粘稠如淤泥般的黑暗从四面八方蔓延,贴近红鹿的头颅,红鹿睁开双眼,感受着这无孔不入的黑暗,却无能为力。

“怎么了,马上就要到深渊了,已经等不及了吗?”奥利弗轻笑着,伸出手盖上红鹿的双眼。

“我……不属于这里……”路易呻吟道。

“负罪之身,沉至深渊,古往今来,皆是如此。”奥利弗如是答道:“还是说……你觉得你还是清白之身,可以随心所欲畅游在人间与天国?”

“我当然不会觉得我是一个清白之人,我自己犯下的罪孽,我比任何人都清楚,可是,这并不是我应该现在就沉入深渊的理由。
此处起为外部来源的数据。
PR #750, opened 2018-10-22
Update the way we retrieve issues to suppress

Evangelink:


src/Integration.Vsix.UnitTests/Suppression/SuppressionHandlerTests.cs
```diff
@@ -20,7 +20,6 @@
 
 using System;
 using System.Collections.Generic;
-using System.Linq;
```
Evangelink: Automatic change.

src/Integration.UnitTests/Suppression/SonarQubeIssuesProviderTests.cs
```diff
@@ -705,7 +674,7 @@ private void SetupSolutionBinding(bool isConnected, IList<SonarQubeIssue> issues
             InitialFetchWaitHandle = new EventWaitHandle(false, EventResetMode.ManualReset);
 
             mockSqService.Setup(x => x.GetAllModulesAsync(It.IsAny<string>(), It.IsAny<CancellationToken>()))
-                .ReturnsAsync(modules
```
Evangelink: Automatic removal of trailing spaces.

src/SonarQube.Client/Api/Requests/V5_10/GetIssuesRequest.cs
```diff
@@ -37,6 +38,13 @@ public class GetIssuesRequest : RequestBase<SonarQubeIssue[]>, IGetIssuesRequest
         [JsonProperty("key")]
         public virtual string ProjectKey { get; set; }
 
+        [JsonProperty("statuses", DefaultValueHandling = DefaultValueHandling.Ignore), DefaultValue(null)]
```
Evangelink: This property doesn't exist on the old API so let's make sure it's not serialized nor used.

src/SonarQube.Client/Api/Requests/V7_20/GetIssuesRequest.cs
```diff
@@ -40,18 +42,12 @@ public class GetIssuesRequest : PagedRequestBase<SonarQubeIssue>, IGetIssuesRequ
...
-                moduleKey: ComputeModuleKey(issue),
-                resolutionState: ParseResolutionState(issue.Resolution),
-                ruleId: GetRuleKey(issue.CompositeRuleKey));
+            new SonarQubeIssue(ComputePath(issue), issue.Hash, issue.Line, issue.Message, ComputeModuleKey(issue), 
+                GetRuleKey(issue.CompositeRuleKey), issue.Status);
 
         private static string ComputePath(ServerIssue issue) =>
             // Component is "{SubProject}:Path"
-            issue.SubProject != null 
+            issue.SubProject != null
```
Evangelink: Automatic removal of trailing space.

src/SonarQube.Client/Api/Requests/V7_20/GetIssuesRequest.cs
```diff
@@ -97,9 +73,9 @@ private class ServerIssue
             [JsonProperty("line")]
             public int? Line { get; set; }
             [JsonProperty("message")]
-            public string Message { get; set; }            
-            [JsonProperty("resolution")]
-            public string Resolution { get; set; }
```
Evangelink: We don't care about the resolution state but only about the status for our work.

src/SonarQube.Client/Models/SonarQubeIssue.cs
```diff
@@ -22,24 +22,24 @@ namespace SonarQube.Client.Models
...
         }
 
         public string FilePath { get; }
         public string Hash { get; }
         public int? Line { get; }
         public string Message { get; }
         public string ModuleKey { get; }
-        public SonarQubeIssueResolutionState ResolutionState { get; }
         public string RuleId { get; }
+        public string Status { get; }
```
valhristov: This is a bit cosmetic, but having a string Status does not feel nice, because it couples the rest of the code with a server-side value... Since we care only about Resolved/Unresolved states, perhaps a bool property would have been better. This way the magic strings would remain in the request object.

Evangelink: I wanted the code to remain generic enough but I think the point is valid and will simplify current code .

src/SonarQube.Client/Api/SonarQubeService.cs
```diff
@@ -233,15 +233,17 @@ public async Task<SonarQubeQualityProfile> GetQualityProfileAsync(string project
...
                 request =>
                 {
                     request.ProjectKey = projectKey;
+                    request.Statuses = statusResolved;
                 },
                 token);
 
             return result
-                .Where(x => x.ResolutionState != SonarQubeIssueResolutionState.Unresolved)
+                .Where(x => x.Status == statusResolved)
```
duncanp-sonar: Why is this filter required? Is it because the old API doesn't support querying for specific statuses, so the results still need to be filtered? If so, it would be worth calling this out in a comment as the filter looks to be redundant.

duncanp-sonar: Also, if the filter is required for the old API, are there any unit tests that check it works as expected?

src/SonarQube.Client/Api/Requests/V5_10/GetIssuesRequest.cs
```diff
@@ -73,24 +81,7 @@ private static IEnumerable<T> ReadFromProtobufStream<T>(Stream stream, MessagePa
...
-                case "FALSE-POSITIVE":
-                    return SonarQubeIssueResolutionState.FalsePositive;
-                case "FIXED":
-                    return SonarQubeIssueResolutionState.Fixed;
-                default:
-                    throw new ArgumentOutOfRangeException(nameof(resolution));
-            }
-        }
+            new SonarQubeIssue(issue.Path, issue.Checksum, issue.Line, issue.Msg, issue.ModuleKey, issue.RuleKey, 
+                issue.Status == "RESOLVED");
```
duncanp-sonar: It looks like the old API can return unresolved issues, and it also returns the _status_ field. Why are we hard-coding all issues to be resolved?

”路易妄想爬起身子,却想起,自己的身躯已经支离破碎,现在的他,只剩下了一个头颅。

“我倒是挺好奇,路易少爷在那个污浊不堪的人间还有什么可以留念的。”奥利弗轻轻一笑,话头一转:“我猜,是因为那只灰狼吧。”

“无论是什么,我都应该回去,即为了自己,也为了……”说到最后,路易声音明显变小。

“在我看来,那只灰狼实在是不值得,对你们两个都是。”奥利弗双眼闪过一阵猩红:“那么一只清纯的灰狼,你是怎么下得去手,把他沾染成和你一样的暗色。那只灰狼也真是可怜,明明已经无药可救了,却还是对你忠心耿耿,只怕,到最后死到临头时,还会对你摇尾巴以示忠心吧。”

“我的仆人,还轮不到你指手画脚。”路易奋力挣扎,从奥利弗手中挣脱,鹿首翻滚,路易将双眼直视着白羊。路易感到一阵细小的颠簸,还有潺潺的水声。

在船上吗?

奥利弗笑道:“路易少爷,您这是要去哪里啊?这里可是前往深渊的渡魂船,只凭你一人打算怎么逃脱呢?”
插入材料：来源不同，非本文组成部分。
PR #753, opened 2018-10-23
#752 - fix tooltips for non-Roslyn languages

### LINKED ISSUE #752: [WIP] [C++] Issue tooltips don't work if the file has been edited
### Description

Issues are underlined correctly with squigglies even when the file is dirty (i.e. the developer has edited the document but not saved the changes). However, hovering over the text underlined by the squiggly may not show a tooltip, or may show information about the wrong issue.

Related to #701 (also about tooltips / the "quick info" code) 

### Repro steps

1. Add an issue to a C++ project file
2. Save the file and check that the issue appears in the error list, and that error information appears in the tooltip when you hovering over the squiggly that highlights the issue.
3. Delete a line before the issue and hover over the squiggly again.

### Expected behavior

A tooltip appears showing information about the error

### Actual behavior

No tooltip appears.

Variant: if there are multiple tooltips in the file the tooltip information that appears might relate to a different issue in the file.

### Known workarounds

Save the file.

### Related information

* SonarLint for VS Version: 
* Languages in your solution: C++. Probably repros for JavaScript too.

### Notes

The list of issues is refreshed when the file is saved i.e. the line number for each issue is the line number in the saved file.
The quick info/tooltip implementation is using the current line number in the file being edit to try to work out the tooltip information to show. This clearly won't work reliably if the file has been edited.

In SonarLint, the tooltip information for C++ and JavaScript is provided by an implementation of [IQuickInfoSource](https://docs.microsoft.com/en-us/visualstudio/extensibility/walkthrough-displaying-quickinfo-tooltips?view=vs-2017).

However, it may not be necessary to implement this interface to show tool tips. The squigglies are provided by creating an instance of _IErrorTag_ for each span that contains an error. SonarLint has code to handle translating the location of those error spans as the document is edited (which is why the squigglies remain in the correct place when the document is edited). The constructor for [_ErrorTag_](https://docs.microsoft.com/en-us/dotnet/api/microsoft.visualstudio.text.tagging.errortag?view=visualstudiosdk-2017) has an overload that accepts the tooltip content to display. It should be possible to use this to display the tooltip text correctly too.

duncanp-sonar:
Removed the _QuickInfoSource_ implementation and instead rely on the tooltip support for text tagged with _IErrorTag_.

Fixed #752


src/Integration.Vsix/SonarLintTagger/IssueTagger.cs
```diff
@@ -218,15 +241,16 @@ private void UpdateMarkers(ITextSnapshot currentSnapshot, IssuesSnapshot snapsho
...
             {
                 return Enumerable.Empty<ITagSpan<IErrorTag>>();
             }
 
             return snapshot.IssueMarkers
-                .Select(issue => issue.Span)
-                .Where(spans.IntersectsWith)
-                .Select(span => new TagSpan<IErrorTag>(span, new ErrorTag(PredefinedErrorTypeNames.Warning)));
+                .Where(marker => spans.IntersectsWith(marker.Span))
+                .Select(marker => new TagSpan<IErrorTag>(marker.Span, new ErrorTag(PredefinedErrorTypeNames.Warning, marker.Issue.Message)));
```
duncanp-sonar: There is a built-in _QuickInfoSource_ implementation that will automatically include tooltip information from _IErrorTags_. Here, we're using a different override of the _ErrorTag_ constructor to pass in the issue message as the tooltip info.

src/Integration.Vsix/SonarLintTagger/TaggerProvider.cs
```diff
@@ -114,11 +114,14 @@ internal sealed class TaggerProvider : IViewTaggerProvider, ITableDataSource, II
             {
                 lock (taggers)
                 {
-                    if (!taggers.ExistsForFile(textDocument.FilePath))
+                    IssueTagger tagger = null;
+                    // Always return the same tagger for a given document.
+                    // If we don't, then we won't automatically get support for tooltips for issues.
+                    if (!taggers.TryGetValue(textDocument.FilePath, out tagger))
```
duncanp-sonar: The built-in _QuickInfoSource_ implementation makes a separate request for a tagger i.e. there are (at least) two request for a tagger for a given document/text buffer, from different sources. Previously we were only returning a tagger for the initial request, which was enough to make squigglies appear under issues, but not enough to have tooltips appearing too.
Strictly speaking, we should be returning separate tagger instances for each request since in theory they could be disposed of separately. However, it seems that none of the tagger-requesting callers are disposed until the document is closed. I'll try some more manually testing to see if I can get it to break (I suspect opening a second tab for the same document might do it).

src/Integration.Vsix.UnitTests/Integration.Vsix.UnitTests.csproj
```diff
@@ -93,10 +93,6 @@
       <HintPath>..\..\packages\Microsoft.VisualStudio.Imaging.Interop.14.0.DesignTime.14.3.25407\lib\Microsoft.VisualStudio.Imaging.Interop.14.0.DesignTime.dll</HintPath>
       <Private>True</Private>
     </Reference>
-    <Reference Include="Microsoft.VisualStudio.Language.Intellisense, Version=14.0.0.0, Culture=neutral, PublicKeyToken=b03f5f7f11d50a3a, processorArchitecture=MSIL">
-      <HintPath>..\..\packages\Microsoft.VisualStudio.Language.Intellisense.14.0.23205\lib\net45\Microsoft.VisualStudio.Language.Intellisense.dll</HintPath>
```
duncanp-sonar: I deleted all of the _QuickInfoSource_ code and references, which included this reference.
The problem with the previous implementation was that when it was trying to find the issue message to display in the tooltip, it was using the current line number in the document. If the document is dirty (i.e. has unsaved edits), then the line numbers in the unsaved document wouldn't match with the line numbers in the saved version -> issues not found, or out of range problems if lines had been added to the live document.

The _tag_ mechanism already handles this problem - when a document is edited (i.e. text buffer is updated), the text spans in the "old" text buffer are mapped across to the corresponding text in the "new" text buffer. Since there is also support for providing tooltip information with _IErrorTag_, this means we can rely on the tagging framework code to show the correct tooltip text even when the document is dirty.

src/Integration.Vsix.UnitTests/SonarLintTagger/TaggerProviderTests.cs
```diff
@@ -239,49 +212,150 @@ public void Should_not_crash_when_sink_subscriber_gone()
...
+            mockTextDocument.Setup(x => x.TextBuffer).Returns(textBuffer);
+
+            // Register the buffer-to-doc mapping for the factory service
+            dummyDocumentFactoryService.RegisterDocument(mockTextDocument.Object);
+
+            return mockTextDocument.Object;
         }
 
-        private void SetMockDocumentFilename(string filename)
+        private class DummyTextDocumentFactoryService : ITextDocumentFactoryService
```
duncanp-sonar: I originally tried to use a _Mock_, but handling the _out_ parameters of the _TryGetDocument_ method was complicated and it was easier just to provide a simple implementation of the interface.

src/Integration.Vsix/Helpers/IIssueConverter.cs
```diff
@@ -22,7 +22,7 @@
 
 namespace SonarLint.VisualStudio.Integration.Vsix.Helpers
 {
-    public interface IIssueConverter
+    internal interface IIssueConverter
```
duncanp-sonar: Changed to _internal_ for consistency (none of the tagger/tracker classes need to be public and most of them are _internal_).

src/Integration.Vsix/SonarLintTagger/IssueTagger.cs
```diff
@@ -20,213 +20,71 @@
...
+    /// <remarks>
+    /// See the README.md in this folder for more information
     /// </remarks>
     internal sealed class IssueTagger : ITagger<IErrorTag>, IDisposable
     {
-        private readonly DTE dte;
-        private readonly TaggerProvider provider;
-        private readonly ITextBuffer textBuffer;
-        private readonly IEnumerable<SonarLanguage> detectedLanguages;
+        private IssuesSnapshot issues;
```
duncanp-sonar: Most of the product changes are in this class. Essentially, most of the code from the old version of this class was moved to the new _TextBufferIssueTracker_ class, leaving this class as a very thin disposable tagger.

src/Integration.Vsix/SonarLintTagger/SinkManager.cs
```diff
@@ -45,17 +53,17 @@ public void Dispose()
             taggerProvider.RemoveSinkManager(this);
         }
 
-        internal void AddFactory(SnapshotFactory factory)
+        public void AddFactory(SnapshotFactory factory)
```
duncanp-sonar: The class is already _internal_ so I've changed the methods to _public_ to make it clearer that they are really part of the public API of the class.

src/Integration.Vsix/SonarLintTagger/TaggerProvider.cs
```diff
@@ -30,27 +30,29 @@
...
-    internal sealed class TaggerProvider : IViewTaggerProvider, ITableDataSource, IIssueConsumer
+    internal sealed class TaggerProvider : IViewTaggerProvider, ITableDataSource
     {
         internal readonly ITableManager errorTableManager;
         internal readonly ITextDocumentFactoryService textDocumentFactoryService;
         internal readonly DTE dte;
 
-        private readonly List<SinkManager> managers = new List<SinkManager>();
-        private readonly TrackerManager taggers = new TrackerManager();
+        private readonly ISet<SinkManager> managers = new HashSet<SinkManager>();
```
duncanp-sonar: Changed to _ISet_ to make it clearer that values will be unique.

src/Integration.Vsix/SonarLintTagger/TaggerProvider.cs
```diff
@@ -112,24 +115,17 @@ internal sealed class TaggerProvider : IViewTaggerProvider, ITableDataSource, II
...
-                lock (taggers)
-                {
-                    if (!taggers.ExistsForFile(textDocument.FilePath))
-                    {
-                        return new IssueTagger(dte, this, buffer, textDocument, detectedLanguages)
-                            as ITagger<T>;
-                    }
-                }
+                // Multiple views could have that buffer open simultaneously, so only create one instance of the tracker.
+                var issueTracker = buffer.Properties.GetOrCreateSingletonProperty(typeof(TextBufferIssueTracker),
```
duncanp-sonar: Copied from the VS Extensibility [_Error List_ ](https://github.com/Microsoft/VSSDK-Extensibility-Samples/blob/master/ErrorList/C%23/SpellCheckerProvider.cs#L61 )sample - guaranteed way to create one tracker per file.

src/Integration.Vsix/SonarLintTagger/TaggerProvider.cs
```diff
@@ -143,71 +139,21 @@ internal void Rename(string oldPath, string newPath)
 
         #endregion
 
-        private class TrackerManager
```
duncanp-sonar: This class used to maintain the mapping between the file path and the single _IssueTracker_ for that file. No longer necessary.

src/Integration.Vsix/SonarLintTagger/TaggerProvider.cs
```diff
@@ -112,24 +115,17 @@ internal sealed class TaggerProvider : IViewTaggerProvider, ITableDataSource, II
...
+                    () => new TextBufferIssueTracker(dte, this, textDocument, detectedLanguages));
+
+                // Always create a new tagger for each request
+                return new IssueTagger(issueTracker) as ITagger<T>;
             }
 
             return null;
         }
 
-        internal void Rename(string oldPath, string newPath)
```
duncanp-sonar: Now handled by _TextBufferIssueTracker_ directly.

src/Integration.Vsix/SonarLintTagger/TaggerProvider.cs
```diff
@@ -221,29 +167,15 @@ public void RequestAnalysis(string path, string charset, IEnumerable<SonarLangua
             }
         }
 
-        public void Accept(string path, IEnumerable<Issue> issues)
```
duncanp-sonar: _Accept_ is the method on _IIssueConsumer_, the callback interface used by the daemon to return results. I've made the _TextBufferIssueHandler_ implement the interface directly (previously this class used to receive the results then then forward them to the issue handler).

src/Integration.Vsix/SonarLintTagger/TextBufferIssueTracker.cs
```diff
@@ -0,0 +1,261 @@
...
+    /// Tracks SonarLint errors for a specific buffer.
+    ///</summary>
+    /// <remarks>
+    /// <para>The lifespan of this object is tied to the lifespan of the taggers on the view. On creation of the first tagger,
+    /// it starts tracking errors. On the disposal of the last tagger, it shuts down.</para>
+    /// <para>
+    /// See the README.md in this folder for more information
+    /// </para>
+    /// </remarks>
+    internal sealed class TextBufferIssueTracker : IIssueConsumer
```
duncanp-sonar: Most of this code was factored out of the old _IssueTagger_ class.
The new version is based very closely on [the equivalent class](https://github.com/Microsoft/VSSDK-Extensibility-Samples/blob/master/ErrorList/C%23/SpellChecker.cs) in the VS Extensibility Error List sample.

src/Integration.Vsix/SonarLintTagger/TextBufferIssueTracker.cs
```diff
@@ -0,0 +1,261 @@
...
+                Provider.RemoveIssueTracker(this);
+            }
+        }
+
+        private void FileActionOccurred(object sender, TextDocumentFileActionEventArgs e)
+        {
+            if (e.FileActionType == FileActionTypes.DocumentRenamed)
+            {
+                FilePath = e.FilePath;
+                ProjectItem = dte.Solution.FindProjectItem(this.FilePath);
```
duncanp-sonar: File renaming is now handled here.

src/Integration.Vsix/SonarLintTagger/TextBufferIssueTracker.cs
```diff
@@ -0,0 +1,261 @@
...
+            SnapshotSpan? affectedSpan = CalculateAffectedSpan(LastIssues, newIssues);
+            foreach (var tagger in activeTaggers)
+            {
+                tagger.UpdateMarkers(newIssues, affectedSpan);
+            }
+
+            this.LastIssues = newIssues;
+        }
+
+        private SnapshotSpan? CalculateAffectedSpan(IssuesSnapshot oldIssues, IssuesSnapshot newIssues)
```
duncanp-sonar: This is about the only major difference between this implementation and the VS SDK sample.
The SDK sample repeated this method in each lightweight _tagger_ class, but the calculation is the same in each case so I moved it to this class so it's only calculated once.

duncanp-sonar:
FYI I've updated the _README.md_ file with a more detailed explanation of the architecture so that would be a good place to start.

“我不理解,”路易注视着奥利弗的笑脸,怜悯道:“明明你曾经也是一个善良之人,明明你曾经也感受过爱人与被爱的美好,为什么,会沦为这么一个罪人,我绝不相信你本心如此。”

“爱?”奥利弗仿佛听到了天大的笑话,开始肆无忌惮地狂笑:“爱人我体会过,充满苦涩与质疑,没有甘甜,充满绝望与否定。至于被爱……你真的觉得曾经的我被他爱过吗?”

“难道不是吗?”路易谨慎地盯着双眼逐渐被猩红填满地白羊,问道。

“被爱?他接近我只是为了贪图我家的财产,可能他确实对我有那么一点感情吧,但接近我的目的,终究还是为了一个‘钱’字。他根本就不爱我,或者说,是没有你想象的那么爱我,可是,悲哀的是,我动了真情,所以,虽然我知道一切都是虚像,可是,我还是甘之如饴,毕竟,对于家产而言,我显然更看重和他的感情啊。所以对我而言,用钱财换感情,未尝不可,虽然都是以付出的形式。”

“呵呵……”路易笑道:“你总说我们两个一样,无论是从物种还是品格上,都是一个模子里刻出来的,现在看来,并非如此啊。”

还不等奥利弗说话,路易继续道:“你和他的感情是虚假的吧,这也是你会堕落的真正原因,可是,我和你不一样,我和雷格西的感情是相互的,是真情实意的,单凭这一点,我们就已经不同了。”

说实话,对于雷格西,他并不能笃定,他对于雷格西怀着一份感情,这毋庸置疑,但对于雷格西,他不知道,真的不知道,但在这个诡异的梦境,他必须这么说,用坚定的信念,击破眼前这个奥利弗的幻影。

“真情实意?那么,请问,现在……你的那只灰狼又在哪里呢,你所以为的感情,难道不是你想当然吗?”奥利弗冷言讥讽道。

少爷,求求你快醒过来吧,我愿意付出一切,甚至是生命,来换回你的苏醒。

“他,就在这里,”路易缓缓道:“他曾经发过誓,说绝不远离我,我相信,他就在我的身边。”

“轰轰——”河水开始倒转,裹挟着所谓的“渡魂船”东摇西摆,奥利弗一脸惊恐地注视着路易的头颅,同时为了保持平衡,不得不扶着船杆。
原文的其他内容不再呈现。